Ora è ufficiale: nessun pagamento è dovuto al Fondo Artigianato FSBA

A seguito delle segnalazioni di tanti lavoratori che avevano denunciato l’incredibile comportamento delle organizzazioni fondatrici del Fondo FSBA, lo scorso 1° aprile lo SNALV Confsal aveva inviato una nota urgente al Ministero del Lavoro con richiesta di intervento immediato (leggi qui)

Con la sentenza del Tar del Lazio è arrivato un primo importante punto (esclamativo) alla vicenda, che ripercorriamo brevemente:

·        Il Fondo FSBA è un Fondo Bilaterale Alternativo (previsto dall’art. 27 del D.lgs. 148/2015) gestito da organizzazioni datoriali (Confartigianato, CNA, Casartigiani, CLAAI) e sindacali (Cgil, Cisl e Uil).
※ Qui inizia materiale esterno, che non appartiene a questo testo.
PR #703, opened 2020-05-04
Add git to Begining of Code Example

amayer5125:
Reduce confusion if "commit" is a command or a sub-command of git.


pcottle:
Good point! Hopefully people don't have `commit` as a command but you never know :)

🎉

PR #708, opened 2020-05-13
Using `marked` instead of `markdown`

hong4rc:
`markdown` Unmaintained (v0.5.0 Published 7 years ago)

`marked` Unmaintained (v1.0.0 Published 22 days ago)

`marked` is faster than `markdown`
image

using `benchmark` https://repl.it/@Hongarc/marked


pcottle:
Sounds great! We even removed those two other dependencies that markdown had.

And using something last updated 22 days aoge is a lot better than 7 years ago :P

PR #715, opened 2020-06-19
Bug: reverse meaning in French

gmounie:
bugFix is the parent of master, not its child. master is "descendant"
of bugFix, not the reverse.
I use "ancêtre", as other latin langage translaton, instead.
"parent" exists in French but is ambiguous, and have broader
and narrower contextual meanings (respectively, any relative, eg. cousins,
or just father and mother).


pcottle:
Great thanks a bunch! 🎉

PR #726, opened 2020-08-10
💄 Choose proper fonts for all 3 OSes

yzhang-gh:
Thanks for the great tool.

This PR tries to add proper default fonts for Windows and Linux. The font list is based on [what VSCode chooses](https://github.com/microsoft/vscode/blob/466da1c9013c624140f6d1473b23a870abc82d44/src/vs/editor/common/config/editorOptions.ts#L3464-L3466).
(I believe it is really rare for a terminal to use `Courier` as the default font.)


pcottle:
Great!!! I'm not sure the app always works in windows/linux, but I guess with a compatible version of chrome it should.

Anyways thanks so much for the PR, will merge and ship

PR #727, opened 2020-08-11
#726 follow-up

yzhang-gh:
Thanks for merging #726 in. I checked the result (on Windows) and realized I forgot to change the font family in `main.css` 😅.


pcottle:
Ok! Yeah I was surprised no css changes were needed :P

PR #731, opened 2020-08-27
Fix: Editing an existing level was broken

jannoteelem:
As discussed [here](https://github.com/pcottle/learnGitBranching/issues/187), editing an existing level was broken, e.g. `build level intro3`, resulted in an error `Uncaught Error: need goal tree and solution`. After debugging, the problem seemed to be that editLevelJSON was never assigned and when the level editor started, the level object was empty.


pcottle:
Perfect!! thanks so much for fixing

PR #733, opened 2020-09-07
Fix a typo in Russian in branching section

paraketsova:
In original English text: 

> For now though, just remember that a branch essentially says "I want to include the work of this commit and all parent commits."

In Russian translation, it uses plural form ("of these commits"), which looks like a typo, because the branch points to a single commit (and its parents), not many commits (and its parents).

This change replaces plural form ("of these commits") with singular form ("of this commit") in Russian string.


pcottle:
Thanks for this! Will push the site

PR #1341, opened 2026-03-07
Improve level completion messages to reflect user performance

CodeCopAkash:
Improved wording of level completion messages to provide clearer feedback
based on user performance relative to the optimal solution.

The dialog now reflects whether the user:
- matched the optimal solution
- exceeded the optimal solution
- used more commands than the optimal solution

No functional changes were made.

Before :

Level1matched

Level2exceeded

Level3worse

After:

Level1matchedImproved

Level2exceededImproved

Level3worseImproved


pcottle:
Thanks so much @CodeCopAkash ! This is indeed a nice little polish on the experience; we should definitely give people extra credit when they exceed the solution.

(I noticed the yarn lock got replaced as part of this PR, I might drop that while pushing if thats ok)

Thanks so much for contributing!

PR #1395, opened 2026-07-30
Add ru_RU translation for the restore level

KEPASEV:


pcottle:
Thanks a bunch @KEPASEV !! It's been amazing to see all the translations come in so quickly for the new levels 👏  will push the site now

PR #1398, opened 2026-08-03
equire -d / --detach for git switch detached HEAD (#1240)

### LINKED ISSUE #1240: git switch should require -d or --detach for detached HEAD
As I said in the title. You currently don't accept -d or --detach, but git switch rejects anything that results in a detached HEAD unless -d or --detach is passed

AbdullahButt2611:
Closes #1240

Related issue: [#1240](https://github.com/pcottle/learnGitBranching/issues/1240)

### What
`git switch` now behaves like real git when the target would detach HEAD:

- Added `-d` and `--detach` to the `switch` options.
- `git switch -d <commit>` / `git switch --detach <commit>` checks out the commit and leaves HEAD detached.
- A plain `git switch <commit>` (or a tag) no longer silently detaches. It throws a git-style error pointing the user to `--detach`.
- Switching to a branch is unchanged.

### Why
As noted in #1240, real git refuses to switch onto anything that would result in a detached HEAD unless `-d` / `--detach` is passed, and it accepts those flags. The app previously accepted neither flag and detached silently.

### Changes
- `src/js/git/commands.js`: added the two options and the detach / branch-required logic in the `switch` command.
- `src/js/intl/strings.js`: added the `git-error-switch-detach` message (en_US).
- `__tests__/git.spec.js`: updated the existing "switch to a commit" test to use `-d`, and added tests for `--detach` and for the refusal case.

### Testing
- `npx jasmine "__tests__/**/*.spec.js" --random=false` passes (356 specs, 0 failures).
- No new jshint findings versus the base tree.

### DIFF
--- a/__tests__/git.spec.js
+++ b/__tests__/git.spec.js
@@ -82,11 +82,27 @@ describe('Git', function() {
   });
 
   describe('Switches', function() {
-    it("to a commit", function () {
+    it("to a commit with -d option", function () {
       return expectTreeAsync(
-        'git switch C0',
+        'git switch -d C0',
         '{"branches":{"main":{"target":"C1","id":"main"}},"commits":{"C0":{"parents":[],"id":"C0","rootCommit":true},"C1":{"parents":["C0"],"id":"C1"}},"HEAD":{"target":"C0","id":"HEAD"}}'
       );
+    });
+
+    it("to a commit with --detach option", function () {
+      return expectTreeAsync(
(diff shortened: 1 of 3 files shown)


pcottle:
Will get to this soon! Haven't forgotten about it

pcottle:
Thanks so much for this great contribution @AbdullahButt2611 !! merged and pushing the site now

Issue #1018, opened 2022-10-06
Improve description of clone


timhoffm:
I find this description a bit confusing:

> Technically, git clone in the real world is the command you'll use to create local copies of remote repositories (from github for example). We use this command a bit differently in Learn Git Branching though -- git clone actually makes a remote repository out of your local one. Sure it's technically the opposite meaning of the real command, but it helps build the connection between cloning and remote repository work, so let's just run with it for now.

https://github.com/pcottle/learnGitBranching/blob/a78e4d1327b8cf5eb6bcc2c0300918fab4f26419/src/levels/remote/clone.js#L71

1. I suggest to instead phrase it in one of these ways:

- Don't go into the distinction which one is the remote: "git clone is the command to create a copy of an existing repository"
- Or: invert the language: "Assume that a git repository by someone else exists somewhere (typical on another machine/server). You can use `clone` to get a local copy of that repository."

2. The example uses `git clone` without specifying a remote url. Maybe it's worth to require passing in some dummy url `git clone https://example.com/myrepo.git` to make the example more realistic. Or even make a small example repo on github `git clone https://github.com/pcottle/learnGitBranching-clone-example.git)/, so that the call would work in real life (and users can see the repo in GitHub - though the clone operation in the tutorial is still a dummy of course).

pcottle:
I like your inverted language suggestion. I think technically git doesn't distinguish between which repository is the main source of truth (any repo can send PRs to another repo) but almost all common usage of Git is done with a main source of truth repository.

But yeah for the purposes of the app maybe we just say "you run this command to get a copy" and go from there as you said 😇

timhoffm:
> I like your inverted language suggestion. I think technically git doesn't distinguish between which repository is the main source of truth (any repo can send PRs to another repo) but almost all common usage of Git is done with a main source of truth repository.

There is indeed no main source of truth. However, there is an asymmetry in that the clone has a remote `origin` set up, but not the other way round. Since the concept of a remote is essential, I think I'll try a two-step description.
1. "you run this command to get a copy"
2. "your copy still links to/remembers the original repo as remote `origin`".

I can try and wordsmith this in a PR, but it will be a couple of days before I come to that.

PR #1415, opened 2026-08-22
Opt-in clone implementation

### LINKED ISSUE #1414: Model git clone as remote → local in user-facing lessons
First of all, thank you for building and maintaining Learn Git Branching. I've used it a lot while learning Git, and it's been genuinely helpful — especially for understanding concepts that are much harder to grasp from the command line alone.

While going through the remote lessons again, I noticed that LearnGitBranching currently models `git clone` in the opposite direction from real Git: it creates a remote from the local repository.

I found the historical context in #433, where the local-first lesson structure and data model made this direction easier. #1018 also discusses improving the wording around it. I was wondering if we could go one step further without redesigning the remote subsystem.

My proposal is to keep the existing behavior as a compatibility fallback, but allow the few user-facing lessons where the learner actually types `git clone` to opt into real remote → local semantics. Sandbox behavior and existing internal setup flows could remain unchanged.

I’ve put together a small implementation of this approach and opened a PR directly along with this issue(#1415) so the concrete behavior and tradeoffs are easier to review.

Related: #433, #1018

plt8172:
## Summary

This makes `git clone` behave as remote → local in the user-facing lessons that require the learner to run it, while preserving LGB's existing clone behavior elsewhere.

Fixes #1414
Refs #433, #1018

## Implementation

The affected levels start with a pre-existing `originTree` and an opt-in `clonePending` state.

When `git clone` runs, LGB copies the remote into the local repo, creates the remote's default branch locally, creates `o/<branch>` refs for all remote branches, sets up tracking for the default branch, then reveals the local visualization.

The existing local → remote `makeOrigin()` path remains the fallback when `clonePending` is not set.

## Scope

Only these learner-facing clone flows opt in:

- Clone Intro
- Faking Teamwork
- Diverged History

No broader remote-model refactor, multiple-remotes support, URL/network behavior, or `o/` → `origin/` rename is included.

## Additional fix

The new pre-clone state exposed an existing async ordering issue in `makeOrigin()`: remote-tracking branches could be created before `this.origin` was assigned in the browser.

That setup now runs after `gitEngineReady`.

## Tests

Added coverage for:
- legacy clone compatibility
- remote → local clone behavior
- multi-branch remotes
- non-`main` default branches
- preserving the remote
- reset/re-clone behavior
- async origin initialization

** Existing translations still describe the old reversed clone behavior and can may updated separately.


pcottle:
See #1414 merging now!

PR #1421, opened 2026-09-01
feat: Linux-style Tab autocomplete -- LCP on first press + cycle through matches on repeated Tab

### LINKED ISSUE #842: AutoComplete feature with tab key

bitbad1024:
Builds on #842.

## Background
In #842 there was a good discussion about Tab-completion UX:

- Users typing `git che<Tab>` would land on `git cherry-pick` when they actually
  wanted `git checkout`.
- @Ashark favored a **bash-style UX** — complete up to the longest common
  prefix first, don't "guess" a single match when there are multiple.
- @pcottle said he was **"supportive of something like an additional tab to
  swap over to another suggestion"** (cycle-through).
- Eventually @pcottle closed #842 via commit `095ba99` ("Resolves #842 -- better
  ordering for suggestions"), which re-ordered the suggestion list so common
  commands like `git commit` / `git checkout` rank ahead of `git cherry-pick`.
  That fixed the 80% case, but the cycle-through + LCP UX from the same
  discussion was never implemented.

This PR implements that remaining part, so the ordering hotfix and the UX
improvement stack on top of each other rather than being alternatives.

## What this PR does
Hybrid UX that should feel familiar to users of real shells:

| Situation | Before (after 095ba99 ordering fix) | After |
|---|---|---|
| First Tab press — 1 match only | completes it | completes it (unchanged) |
| First Tab press — N matches + shared LCP longer than input | **picks the 1st match (by order)** | expands input to the **longest common prefix** (bash-style, no guessing) |
| First Tab press — N matches + LCP equals the current input | picks the 1st match by order | enters cycle mode, shows 1st match by order |
| Repeated consecutive Tab presses | **keeps picking the 1st match** (noop after first) | **cycles through all matches** (cycle order = already-improved suggestion order from 095ba99) |
| Any non-Tab keydown between Tabs | — | resets cycle state so the next Tab is a "fresh" first press |
| Semi-separated multi-command input (`cmd1; cmd2<Tab>`) | completes only last token | still only completes last token; prefix before `;` stays intact |

## Implementation
- Small `longestCommonPrefix(strings)` helper.
- 4 new state fields on `CommandPromptView`:
  `_tabMatches`, `_tabIndex`, `_tabLastPrefix`, `_tabLastFullPrefix`.
- Reuses the already-sorted `autoCompleteSuggestionOrder` (so 095ba99's
  ordering improvement feeds directly into the cycle order).
- The existing grey inline hint in `#shadow` is preserved.

## Verification steps
1. Type `git c` then Tab → input expands to the shared LCP `git c` (no guess).
2. Press Tab again → cycles through `git cherry-pick` → `git clone` → `git commit` → …
3. Type `git clo<Tab>` (single match) → completes to `git clone` immediately.
4. Type `git reb<Tab>` → expands to the longest shared prefix; further Tabs cycle.
5. Type `git commit; git ch<Tab>` → only the last command is completed; the
   `git commit; ` prefix is untouched.
6. After cycling, press any letter key (e.g. `o`) then Tab → cycle resets and
   a fresh LCP / match list is computed for the new input.

All 366 Jasmine specs pass:

### DIFF
--- a/src/js/views/commandViews.js
+++ b/src/js/views/commandViews.js
@@ -36,11 +36,35 @@ const allCommandsSorted = autoCompleteSuggestionOrder.concat(
   .filter(command => !!command)
 );
 
+/**
+ * Compute the longest common prefix of an array of strings.
+ * e.g. ['git cherry-pick', 'git clone'] => 'git c'
+ */
+function longestCommonPrefix(strings) {
+  if (!strings || !strings.length) return '';
+  let prefix = strings[0];
+  for (let i = 1; i < strings.length; i++) {
+    let j = 0;
+    while (j < prefix.length && j < strings[i].length && prefix[j] === strings[i][j]) {
+      j++;
+    }
+    prefix = prefix.substring(0, j);
+    if (!prefix) return '';
+  }
+  return prefix;
+}
+
 class CommandPromptView {
   constructor(options) {
     options = options || {};
     this.el = options.el;
     this.$el = $(this.el);
+
+    // Tab-cycle autocomplete state
+    this._tabMatches = null;       // currently matched commands array
+    this._tabIndex = -1;           // current index within the cycle (-1 = not yet cycling)
+    this._tabLastPrefix = '';      // last prefix used to trigger Tab (used to detect reset)
+    this._tabLastFullPrefix = '';  // last full prefix (anything before the final ;) for reassembly
 
     this.initialize();
   }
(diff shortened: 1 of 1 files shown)


pcottle:
Wow this looks great! Awesome work. Merging now :)

pcottle:
(The netlify preview link is quite helpful)

pcottle:
@copilot can you do a small investigation into the rendering of the command line prompt area? it seems to be a bit blurry, like there are two versions of the same text rendered or something, until you move AFTER the `git commit` preview part and start providing arguments. its very subtle. maybe a CSS issue?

·        Per accedere alle prestazioni del Fondo, in via ordinaria, è necessario che le imprese siano iscritte all’Ente Bilaterale EBNA. “Iscrizione” significa versare, nelle casse dell’Ente,  un contributo mensile per ogni lavoratore dipendente dell’impresa.

·        Con il Decreto Cura Italia, il Legislatore ha stabilito che le imprese artigiane non possono richiedere la Cassa Integrazione in Deroga. Per corrispondere l’integrazione salariale ai propri dipendenti (a causa della sospensione dell’attività lavorativa legata al Covid-19), le imprese artigiane sono obbligate a rivolgersi esclusivamente al Fondo Bilaterale FSBA

·        A tal proposito – al fine di “coprire” le richieste di tutte le imprese artigiane, soprattutto quelle che non risultano iscritte all’Ente Bilaterale - lo Stato ha stanziato a favore del Fondo una cifra massima di 80 MILIONI DI EURO di SOLDI PUBBLICI.

·        Approfittando di tale peculiare situazione, i fondatori del Fondo FSBA hanno pensato bene di obbligare TUTTE le imprese artigiane del settore produttivo ad iscriversi al fondo, riservando l’accesso al Fondo soltanto a quelle imprese che avrebbero regolarizzato i contributi non versati

·        Avete capito bene: ciascuna impresa, per poter richiedere la Cassa Integrazione ai propri dipendenti, in un momento così tragico, avrebbe dovuto pagare una cifra massima pari a € 375 per OGNI dipendente!

·        La delibera 3/2020 del Fondo prevedeva, infatti, che si potesse accedere alle prestazioni previste dal Fondo, «solo dopo aver regolarizzato la propria posizione contributiva» e che gli artigiani, potessero regolarizzare la loro iscrizione al Fondo «con riferimento al triennio precedente, a decorrere dal 1° gennaio 2021 sino al 31 dicembre 2023 (in 36 rate) secondo il modello informatico che verrà introdotto».

In base a tale delibera, il proprietario di un piccolo salone di parrucchieri con 5 dipendenti avrebbe dovuto pagare, in comode rate, 1875 € .

·        Dunque, se le imprese non avessero versato questa cifra, i propri dipendenti non avrebbero percepito alcuna forma di integrazione salariale.

·        Lo SNALV Confsal ha richiesto più volte e sin da subito l’intervento del Ministero del Lavoro per mettere fine a questa pratica. Di fatto, tante imprese sono state costrette a versare questi contributi per non lasciar morire di fame i propri dipendenti

·        Finalmente ieri una buona notizia: col decreto monocratico del presidente della Terza sezione quater del Tar Lazio, è stato accolto il ricorso presentato da un odontoiatra della provincia di Ragusa in cui chiedeva l'esonero dall'obbligo di iscrizione.

E’ lecito attendersi un intervento ufficiale del Ministero che, ad oggi, è rimasto in silenzio.

La soluzione definitiva potrebbe arrivare anche con un emendamento alla Legge di conversione del Decreto Cura Italia.

Come ribadito più volte, nell’Italia del dopo Covid-19 non potranno più essere tollerate queste assurde e vergognose prese di posizioni.